The black coating has been known by various names, such as wustenlacken (desert varnish) and patina; only recently has the scientific community settled on a term that seems sufficiently broad and descriptive: rock varnish. Even while the origin of the rock varnish remained enigmatic, its physical and chemical structure came to be understood. Rock varnish consists of a thin layer, less titan half a millimeter deep, on a rock‘s surface. The coating is typically composed of about 60 percent clay minerals, 20 to 30 percent oxides of manganese and iron, and trace amounts of more than 30 minor compounds, such as copper and zinc oxides. It is the amount of manganese oxide that determines the color of the varnish. Often, the varnish concentrates manganese oxide to levels up to 100 times that found in surrounding rocks; such high concentrations of manganese oxide make the varnish black. Some varnish lacks manganese altogether and appears bright orange from the abundant iron oxides; this is particularly prevalent on the bottom of rocks and inside rock crevices. In other places, such as the hyperarid Peru Desert, the level of manganese oxide is intermediate, leaving the varnish a brownish orange.
The decisive clue to the mystery of rock varnish was a biological one. In 1981, T. M. Oberlander of the University of California at Berkeley and l suggested that bacteria concentrate manganese in rock varnish. We developed this hypothesis on strong circumstantial evidence. First, manganese-rich varnish often forms where water intermittently flows over rocks. The moisture provides a hospitable environment for microorganisms. Second, varnish develops well on porous surfaces that are easily flushed and, hence, are poor in nutrients. In such a harsh environment manganese-oxidizing mixotrophs (which derive some of their energy from inorganic manganese) are able to live; but faster growing heterotrophic organisms (which rely entirely on organic nutrients) are unable to survive.
A third observation in support of the bacterial hypothesis is that dark varnish grows on rocks with a nearly neutral pH. Nonbiological mechanisms for oxidizing manganese operate only in an alkaline environment, where the pH exceeds 9. Thus, manganese-oxidizing bacteria are one plausible candidate. This line of argument is further supported by findings that varnish is orange when the local pH is too high to support manganese-oxidizing bacteria.

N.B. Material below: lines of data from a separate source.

PR #1106, opened 2015-03-23
Updated Spotlight::FeaturedImage and Masthead to work with uploaded reso...

### LINKED ISSUE #1105: Uploaded resources cannot be used as masthead / page thumbnail images
Uploaded resources store root relative URLs to the image, which breaks `remote_image_url=`, e.g.:

```
Masthead image trying to download a file which is not served over HTTP
```

cbeer:
...urces with root-relative URIs to images

Fixes #1105 (I guess..)


cbeer:
@jkeck any better ideas?

PR #1118, opened 2015-03-30
Provide API access to get or enrich a solr document with exhibit-specific data

cbeer:


app/controllers/spotlight/catalog_controller.rb
```diff
@@ -201,4 +201,13 @@ def current_page_context
       end
     end
   end
+
+  def additional_export_formats document, format
+    super
+
+    format.solr_json do
+      authorize! :update_solr, @exhibit
+      render json: document.to_solr.merge(@exhibit.solr_data)
```
cbeer: It'd be nice if you could get this data from a global endpoint, e.g.  `/catalog/x.solr_json`, but we don't have a list of all the exhibits a document should be in, so I guess we have to settle for this.

app/controllers/spotlight/catalog_controller.rb
```diff
@@ -201,4 +201,13 @@ def current_page_context
       end
     end
   end
+
+  def additional_export_formats document, format
+    super
+
+    format.solr_json do
+      authorize! :update_solr, @exhibit
```
jkeck: Just out of curiosity, what's the rationale behind requiring this level of permission for viewing this json?

cbeer: I don't think we want to expose the raw solr document widely, and with the `update_solr` ability someone can come along and grant a service account access to just the solr json.

PR #1129, opened 2015-04-06
Update resources controller to whitelist resource-type-specific data parameters

cbeer:


app/models/spotlight/resource.rb
```diff
@@ -61,9 +61,7 @@ def becomes_provider
       klass = Spotlight::Resource.class_for_resource(self)
 
       if klass
-        z = self.becomes klass
-        z.type = z.class.to_s
-        z
+        self.becomes! klass
```
cbeer: @jkeck thanks for finding `#becomes!`, it seems like it's exactly what we needed.

app/controllers/spotlight/resources_controller.rb
```diff
@@ -44,7 +44,7 @@ def reindex_all
 
     protected
     def resource_params
-      params.require(:resource).permit(:url)
+      params.require(:resource).permit(:url, data: params[:resource][:data].try(:keys))
```
cbeer: @jkeck what do you think of this approach (from http://edgeguides.rubyonrails.org/action_controller_overview.html#outside-the-scope-of-strong-parameters)?

jkeck: :+1:

PR #1137, opened 2015-04-20
Missing derivatives

cbeer:
@ebenenglish, @ggeisler I'm optimistic this will fix the problems you both reported by email with items without thumbnails.


jkeck:
:+1:

PR #1180, opened 2015-10-12
Set up a framework for having different indexing strategies.

cbeer:
Currently this just has a local indexing strategy, but it should be
simple to add alternatives.


cbeer:
I was just cleaning up old branches and stumbled on this one. I can't figure out, off-hand, if it is still useful. I rebased it just in case.

ndushay:
@jcoyne do you care about this branch?

cbeer:
I doubt @jcoyne cares. I think it's more a question about whether we care about this feature, and I think it's debatable (and would benefit from articulating why you'd use this feature).

ndushay:
perhaps this question will be morphed into "do we need special indexing for SALT, and if so, how should we do it?"   in which case I'd close this PR, and keep the branch until we've gotten past that point.

cbeer:
Wrong issue?

jcoyne:
I haven't really had a chance to look at spotlight lately. So, no I don't care. But this seems like a good change nevertheless. :+1:

PR #1191, opened 2015-10-14
Removes SU list notifications for travis builds

mejackreed:
Do we really need to alert this list for travis builds?


cbeer:
:+1:. Authors will still get notified, and that's good enough for me.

Finally, there are many documented interactions between clay, the primary constituent of varnish, and bacteria. Clay particles are often adsorbed onto the surface of bacteria, and vice versa. Clay concentrates nutrients, a useful property in a nutrient-poor environment, and stimulates bacterial metabolism. And a coating of clay can protect bacteria against desiccation and high temperatures. In combination, these factors supported the possibility that bacteria produce manganese—rich rock varnish.
With these ideas in mind, Oberlander and I examined rock varnish for the presence of bacteria. By searching though varnish with the aid of scanning electron microscopy; we found them—manganese-concentrating bacteria of the genus Metallogenium and other species. Fred Palmer and his colleagues at the University of Washington found bacteria of the genus Arthrobacter in rock varnish. Next, we isolated living bacteria from natural rock varnish; when we grew these bacteria in laboratory cultures, they produced varnish that was morphologically similar to the natural product.